Lanier is often critical of technology, or rather its misuse, but he is also an idealist who proposes solutions to problems that often involve a more considered, ethical approach. "Who Owns the Future?" suggests a more equitable compensation for creators, and "Ten Arguments for Deleting Your Social Media Accounts Right Now" envisions a more humane approach to social interaction.
The SAG-AFTRA strikes were partly due to AI potentially making actors obsolete. The ability to replace Harrison Ford with an AI version of Indiana Jones in perpetuity keeps actors and voice-over artists up at night. Without a labor agreement in place, a lot of people could find themselves unemployed.
Pop culture politics
Deepfakes are of particular interest for their potential use as much as for their possible misuse. One meme-worthy X account called Trump History places the former president in historical moments reminiscent of Forrest Gump. The scenarios are hilarious and anachronistic: Trump touring with Tupac in the 1990s and sharing a jail cell with Martin Luther King Jr. But they also offer a commentary, however oblique, on politics and pop culture.
Regardless of politics, the aesthetic value of these posts is undeniable. Whoever runs the account knows the right prompts to ask Midjourney, but there’s a deeper level to this. Trump is both a low- and highbrow figure. Except for Ronald Reagan, who began his career as an actor, no other Republican president has been both a historical and a pop culture figure — and one that was both celebrated and lambasted.
According to Andy Warhol’s friend Bob Colacello:
“Andy was the pope of pop and Reagan was the first pop president. A movie star as president was a Warhol fantasy come true. It wasn’t that Andy was politically aligned with Ronald Reagan, but the idea of someone who came out of a Hollywood star system and was ‘created’ by Warner Brothers becoming president is very Warholian …”
Like Warhol, the Trump History X account rises to art for the questions it compels. What is celebrity? What is history? It even questions, playfully, the notion of playing politics. And with Trump’s recent mug shot now emblazoned on T-shirts for fundraising purposes, it’s also life-imitating art.
Warhol never tired of exploring the concept of branding, not just in his art but in life. His person-as-brand philosophy predated influencer culture by decades. Twitch streamers, podcasters, and YouTube influencers might see Warhol’s “fifteen minutes” quote as a goal. Gen Z views it as a warning.
A generation in revolt
Brownie Harris/Getty
Perhaps realizing this more than other generations, Gen Z is responsible for an increase in dumbphone purchases. My teenage daughter and her friends spend less time online for many reasons. They are quicker to recognize staged setups on TikTok and have no interest in propagating them.

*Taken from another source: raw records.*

PR #201, opened 2023-12-13
Add support for `aws_lc_rs` as crypto backend

BiagioFesta:
Starting from [0.22.0, `rustls`](https://github.com/rustls/rustls/releases/tag/v%2F0.22.0), ecosystem has started supporting [`aws-lc-rs`](https://github.com/aws/aws-lc-rs) as crypto back-end. This latter replaces crypto functionalities provided by `ring`.

The main reason behind this is to provide [FIPS](https://en.wikipedia.org/wiki/FIPS_140-2) compliance in the future via `aws-lc`:

> Optional support for cryptography from [aws-lc-rs](https://github.com/aws/aws-lc-rs). Once the certification process completes , we will support FIPS mode using aws-lc-rs.

---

They aren’t doomscrolling on Instagram but having dinner with each other on Discord. They no longer want to leave breadcrumbs of themselves all over social media or the data mining machine and want to avoid the language and thought police on social media sites. They are looking for real, genuine interactions without being in front of an audience of unknowns. It’s the 2023 equivalent to talking for hours on a landline.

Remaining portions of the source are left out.